PR #9402, opened 2022-11-13
#9279 SelectOneMenu: ARIA compliance

### LINKED ISSUE #9279: SelectOneMenu: ARIA compliance
### Description

[Primeface's SelectOneMenu](https://www.primefaces.org/showcase/ui/input/oneMenu.xhtml?) simulates a combobox using a `div` with `role="combobox"` and a hidden `input` element (in showcase it has the id `j_idt343:option_focus` ) for the current selected value.
To this hidden input element has the role `text` is assigned, as colored in the screenshot.

When using a screenreader on a page with such an combobox it reads out

> text input with auto-completion empty

This might be a bit confused so let's get the unproblematic parts ot it out of the way first:
* "auto-completion" comes from `aria-autocomplete="list"` which is absolutely correct set, see [Moz Dev, ARIA autocomplete values](https://developer.mozilla.org/en-US/docs/Web/Accessibility/ARIA/Attributes/aria-autocomplete#values)
* "empty" comes from a not yet selected value and is updated when selecting one

So this leaves us with the first value "text input", which comes from the `role` attribute of the hidden input element and indicates that on the page there is an text input element instead of an combobox.

According to the accessibilty test team at my work this is problematic for users, who are visible impaired.

primefaces_role_selectOneMenu

Change the `role` attribute of the hidden input element from `text` to `combobox` so screen readers read out "combobox".

### Additional context

_No response_

christophs78:
Still reading doc´s, analysing examples, trying out things and talking to my disabled colleague.

### DIFF
--- a/primefaces-showcase/src/main/webapp/ui/input/oneMenu.xhtml
+++ b/primefaces-showcase/src/main/webapp/ui/input/oneMenu.xhtml
@@ -54,7 +54,7 @@
                     </div>
 
                     <div class="field col-12 md:col-4">
-                        <p:outputLabel value="Label"/>
+                        <p:outputLabel for="@next" value="Label"/>
                         <p:selectOneMenu id="labeled" value="#{selectOneMenuView.labeled}" label="Always Show Label"
                                         alwaysDisplayLabel="true">
                             <f:selectItems value="#{selectOneMenuView.cities}"/>
@@ -137,12 +137,12 @@
                     </div>
 
                     <div class="field col-12 md:col-4">
-                        <p:outputLabel value="Icons" />
+                        <p:outputLabel for="selectOneMenuIcon" value="Icons" />
                         <h:panelGroup styleClass="ui-inputgroup">
                             <h:panelGroup id="icon" styleClass="ui-inputgroup-addon">
                                 <i class="pi pi-#{selectOneMenuView.icon}"/>
                             </h:panelGroup>
-                            <p:selectOneMenu value="#{selectOneMenuView.icon}" var="item">
+                            <p:selectOneMenu id="selectOneMenuIcon" value="#{selectOneMenuView.icon}" var="item">
                                 <f:selectItems value="#{['flag','wallet','map','link']}" var="item" itemLabel="#{item}"
                                     itemValue="#{item}" />
                                 <p:column><i class="pi pi-#{item}" /> #{item} </p:column>
--- a/primefaces-showcase/src/main/webapp/ui/input/oneMenu.xhtml
+++ b/primefaces-showcase/src/main/webapp/ui/input/oneMenu.xhtml
@@ -54,8 +54,8 @@
                     </div>
 
                     <div class="field col-12 md:col-4">
-                        <p:outputLabel for="@next" value="Label"/>
-                        <p:selectOneMenu id="labeled" value="#{selectOneMenuView.labeled}" label="Always Show Label"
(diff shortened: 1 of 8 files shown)


christophs78:
Some notes to the current state:
- use focus-input or not?
   - PrimeNG, PrimeReact and PrimeFaces currently have a focus-input
   - PrimeVue does not have one (only uses a span marked with role="combobox")
   - https://github.com/primefaces/primefaces/issues/9279 and my disabled colleague using JAWS complain about focus input (which was originally introduced to improve accessibility)
   Because they see two inputs for one SelectOneMenu. (focus-input and div (or span) marked with role="combobox")
   - without focus-input clicking onto the label referencing the focus input via for-attribute does not focus the input (so i introduced some more java-script-work-arrounds to compensate this)
- my disabled colleague using JAWS complains there´s a delay of a few seconds when he opens the dropdown (http://primefaces.org/showcase/ui/input/oneMenu.xhtml); before and with this PR
- editable is currently broken in this PR (i´ll try to fix it)

Accessibility is tremendous hard. WCAG is one thing, what real disabled people tell you is sometimes a different thing. Maybe sometimes it even comes down to specific preferences of disabled people. (which screenreader do they use, which mode of the screenreader do they use, which customizing, ...)

melloware:
Appreciate the work on this.  Yeah this does seem like a very difficult problem.

christophs78:
> * my disabled colleague using JAWS complains there´s a delay of a few seconds when he opens the dropdown (http://primefaces.org/showcase/ui/input/oneMenu.xhtml); before and with this PR

After removing things like sourcecode-preview, ui-configuration and cutting down the menu this issue is gone and my disabled colleague is happy. So our new implementation looks positiv.
So i "only" have to get editable-mode working again.

christophs78:
Removing focus-input which distracts disabled people has some downsides...
When you have entries starting with the same letters (Germany, Greece; Slovakia, Slovenia, Spain) selection via typing is worse because only the last letter typed is recognized.

With focus-input we do not have this issue because focus-input knows what hat been typed up to this point.
image

So most not disabled people will dislike what i have done with this PR.

--> more work necessary to store in some variable what was typed and so on ...

christophs78:
Probably almost done - but some regression regarding alwaysDisplayLabel not covered yet by integrationtests.

primefaces-showcase/src/main/webapp/ui/input/oneMenu.xhtml
```diff
@@ -54,7 +54,7 @@
                     </div>
 
                     <div class="field col-12 md:col-4">
-                        <p:outputLabel value="Label"/>
+                        <p:outputLabel for="@next" value="Label"/>
```
christophs78: Ok. Adding  for="@next" caused the "regression". So i´ll remove this.

christophs78:
Done from my side. I´ll try to let this review my disabled colleage one more time.
And it would help if some of you do some manual testing too. SelectOneMenu is one of the most often used components where we should not introduce regressions.
@Bukama: Would it be possible to do some testing too?

melloware (approved):

christophs78:
Green light from my disabled colleague.

christophs78:
No styling-changes required.  (I checked against all existing free themes coming with PrimeFaces.)
For some exotic project specific styling there is a small risk that some minor adjustments are necessary. (Overall i did not change styleclasses or something like this.)

PR #9430, opened 2022-11-21
Fix #9429: rowSelectMode="none" don't style as selectable

### LINKED ISSUE #9429: DataTable: selectionMode=multiple with rowSelectMode=none still shows cursor pointer
### Describe the bug

DataTable Checkbox selection with `rowSelectMode="none"` still sets the `cursor: pointer` style on hover of the entire row, despite only being able to select via the Checkbox.

### Reproducer

This issue can be reproduced running the showcase locally. Modify the Checkbox example in the `ui/data/datatable/selection.xhtml` showcase page and set `rowSelectMode="none"`. Run the showcase and hover the rows in that example.

### Expected behavior

If a row cannot be selected by clicking on the row itself, the cursor should remain as the arrow rather than changing to a pointer.

### PrimeFaces edition

Community

### PrimeFaces version

13.0.0

### Theme

All

### JSF implementation

All

### JSF version

2.3

### Java version

11

### Browser(s)

All

melloware:
Fix #9429: rowSelectMode="none" don't style as selectable

### DIFF
--- a/primefaces/src/main/java/org/primefaces/component/datatable/DataTableRenderer.java
+++ b/primefaces/src/main/java/org/primefaces/component/datatable/DataTableRenderer.java
@@ -1243,7 +1243,7 @@ public class DataTableRenderer extends DataRenderer {
         String rowStyleClass = getStyleClassBuilder(context)
                 .add(DataTable.ROW_CLASS)
                 .add(rowIndex % 2 == 0, DataTable.EVEN_ROW_CLASS, DataTable.ODD_ROW_CLASS)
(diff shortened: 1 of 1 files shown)


FlipWarthog:
It looks like `cursor: pointer` also gets added on hover. Should that be checked too?

https://github.com/primefaces/primefaces/blob/fd04840e0615b234028437c9f1701ae180fcf881/primefaces/src/main/resources/META-INF/resources/primefaces/datatable/datatable.css#L119-L123

melloware:
This fix doesn't work.  By removing `selectable` from the row it makes the checkboxes uncheckable.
# # # # # # #
- _ABOUT THIS TASK_:
Write out the entries above once more, without altering anything.

- _OUTPUT OF THE EXERCISE_:
PR #9402, opened 2022-11-13
#9279 SelectOneMenu: ARIA compliance

### LINKED ISSUE #9279: SelectOneMenu: ARIA compliance
### Description

[Primeface's SelectOneMenu](https://www.primefaces.org/showcase/ui/input/oneMenu.xhtml?) simulates a combobox using a `div` with `role="combobox"` and a hidden `input` element (in showcase it has the id `j_idt343:option_focus` ) for the current selected value.
To this hidden input element has the role `text` is assigned, as colored in the screenshot.

When using a screenreader on a page with such an combobox it reads out

> text input with auto-completion empty

This might be a bit confused so let's get the unproblematic parts ot it out of the way first:
* "auto-completion" comes from `aria-autocomplete="list"` which is absolutely correct set, see [Moz Dev, ARIA autocomplete values](https://developer.mozilla.org/en-US/docs/Web/Accessibility/ARIA/Attributes/aria-autocomplete#values)
* "empty" comes from a not yet selected value and is updated when selecting one

So this leaves us with the first value "text input", which comes from the `role` attribute of the hidden input element and indicates that on the page there is an text input element instead of an combobox.

According to the accessibilty test team at my work this is problematic for users, who are visible impaired.

primefaces_role_selectOneMenu

Change the `role` attribute of the hidden input element from `text` to `combobox` so screen readers read out "combobox".

### Additional context

_No response_

christophs78:
Still reading doc´s, analysing examples, trying out things and talking to my disabled colleague.

### DIFF
--- a/primefaces-showcase/src/main/webapp/ui/input/oneMenu.xhtml
+++ b/primefaces-showcase/src/main/webapp/ui/input/oneMenu.xhtml
@@ -54,7 +54,7 @@
                     </div>
 
                     <div class="field col-12 md:col-4">
-                        <p:outputLabel value="Label"/>
+                        <p:outputLabel for="@next" value="Label"/>
                         <p:selectOneMenu id="labeled" value="#{selectOneMenuView.labeled}" label="Always Show Label"
                                         alwaysDisplayLabel="true">
                             <f:selectItems value="#{selectOneMenuView.cities}"/>
@@ -137,12 +137,12 @@
                     </div>
 
                     <div class="field col-12 md:col-4">
-                        <p:outputLabel value="Icons" />
+                        <p:outputLabel for="selectOneMenuIcon" value="Icons" />
                         <h:panelGroup styleClass="ui-inputgroup">
                             <h:panelGroup id="icon" styleClass="ui-inputgroup-addon">
                                 <i class="pi pi-#{selectOneMenuView.icon}"/>
                             </h:panelGroup>
-                            <p:selectOneMenu value="#{selectOneMenuView.icon}" var="item">
+                            <p:selectOneMenu id="selectOneMenuIcon" value="#{selectOneMenuView.icon}" var="item">
                                 <f:selectItems value="#{['flag','wallet','map','link']}" var="item" itemLabel="#{item}"
                                     itemValue="#{item}" />
                                 <p:column><i class="pi pi-#{item}" /> #{item} </p:column>
--- a/primefaces-showcase/src/main/webapp/ui/input/oneMenu.xhtml
+++ b/primefaces-showcase/src/main/webapp/ui/input/oneMenu.xhtml
@@ -54,8 +54,8 @@
                     </div>
 
                     <div class="field col-12 md:col-4">
-                        <p:outputLabel for="@next" value="Label"/>
-                        <p:selectOneMenu id="labeled" value="#{selectOneMenuView.labeled}" label="Always Show Label"
(diff shortened: 1 of 8 files shown)


christophs78:
Some notes to the current state:
- use focus-input or not?
   - PrimeNG, PrimeReact and PrimeFaces currently have a focus-input
   - PrimeVue does not have one (only uses a span marked with role="combobox")
   - https://github.com/primefaces/primefaces/issues/9279 and my disabled colleague using JAWS complain about focus input (which was originally introduced to improve accessibility)
   Because they see two inputs for one SelectOneMenu. (focus-input and div (or span) marked with role="combobox")
   - without focus-input clicking onto the label referencing the focus input via for-attribute does not focus the input (so i introduced some more java-script-work-arrounds to compensate this)
- my disabled colleague using JAWS complains there´s a delay of a few seconds when he opens the dropdown (http://primefaces.org/showcase/ui/input/oneMenu.xhtml); before and with this PR
- editable is currently broken in this PR (i´ll try to fix it)

Accessibility is tremendous hard. WCAG is one thing, what real disabled people tell you is sometimes a different thing. Maybe sometimes it even comes down to specific preferences of disabled people. (which screenreader do they use, which mode of the screenreader do they use, which customizing, ...)

melloware:
Appreciate the work on this.  Yeah this does seem like a very difficult problem.

christophs78:
> * my disabled colleague using JAWS complains there´s a delay of a few seconds when he opens the dropdown (http://primefaces.org/showcase/ui/input/oneMenu.xhtml); before and with this PR

After removing things like sourcecode-preview, ui-configuration and cutting down the menu this issue is gone and my disabled colleague is happy. So our new implementation looks positiv.
So i "only" have to get editable-mode working again.

christophs78:
Removing focus-input which distracts disabled people has some downsides...
When you have entries starting with the same letters (Germany, Greece; Slovakia, Slovenia, Spain) selection via typing is worse because only the last letter typed is recognized.

With focus-input we do not have this issue because focus-input knows what hat been typed up to this point.
image

So most not disabled people will dislike what i have done with this PR.

--> more work necessary to store in some variable what was typed and so on ...

christophs78:
Probably almost done - but some regression regarding alwaysDisplayLabel not covered yet by integrationtests.

primefaces-showcase/src/main/webapp/ui/input/oneMenu.xhtml
```diff
@@ -54,7 +54,7 @@
                     </div>
 
                     <div class="field col-12 md:col-4">
-                        <p:outputLabel value="Label"/>
+                        <p:outputLabel for="@next" value="Label"/>
```
christophs78: Ok. Adding  for="@next" caused the "regression". So i´ll remove this.

christophs78:
Done from my side. I´ll try to let this review my disabled colleage one more time.
And it would help if some of you do some manual testing too. SelectOneMenu is one of the most often used components where we should not introduce regressions.
@Bukama: Would it be possible to do some testing too?

melloware (approved):

christophs78:
Green light from my disabled colleague.

christophs78:
No styling-changes required.  (I checked against all existing free themes coming with PrimeFaces.)
For some exotic project specific styling there is a small risk that some minor adjustments are necessary. (Overall i did not change styleclasses or something like this.)

PR #9430, opened 2022-11-21
Fix #9429: rowSelectMode="none" don't style as selectable

### LINKED ISSUE #9429: DataTable: selectionMode=multiple with rowSelectMode=none still shows cursor pointer
### Describe the bug

DataTable Checkbox selection with `rowSelectMode="none"` still sets the `cursor: pointer` style on hover of the entire row, despite only being able to select via the Checkbox.

### Reproducer

This issue can be reproduced running the showcase locally. Modify the Checkbox example in the `ui/data/datatable/selection.xhtml` showcase page and set `rowSelectMode="none"`. Run the showcase and hover the rows in that example.

### Expected behavior

If a row cannot be selected by clicking on the row itself, the cursor should remain as the arrow rather than changing to a pointer.

### PrimeFaces edition

Community

### PrimeFaces version

13.0.0

### Theme

All

### JSF implementation

All

### JSF version

2.3

### Java version

11

### Browser(s)

All

melloware:
Fix #9429: rowSelectMode="none" don't style as selectable

### DIFF
--- a/primefaces/src/main/java/org/primefaces/component/datatable/DataTableRenderer.java
+++ b/primefaces/src/main/java/org/primefaces/component/datatable/DataTableRenderer.java
@@ -1243,7 +1243,7 @@ public class DataTableRenderer extends DataRenderer {
         String rowStyleClass = getStyleClassBuilder(context)
                 .add(DataTable.ROW_CLASS)
                 .add(rowIndex % 2 == 0, DataTable.EVEN_ROW_CLASS, DataTable.ODD_ROW_CLASS)
(diff shortened: 1 of 1 files shown)


FlipWarthog:
It looks like `cursor: pointer` also gets added on hover. Should that be checked too?

https://github.com/primefaces/primefaces/blob/fd04840e0615b234028437c9f1701ae180fcf881/primefaces/src/main/resources/META-INF/resources/primefaces/datatable/datatable.css#L119-L123

melloware:
This fix doesn't work.  By removing `selectable` from the row it makes the checkboxes uncheckable.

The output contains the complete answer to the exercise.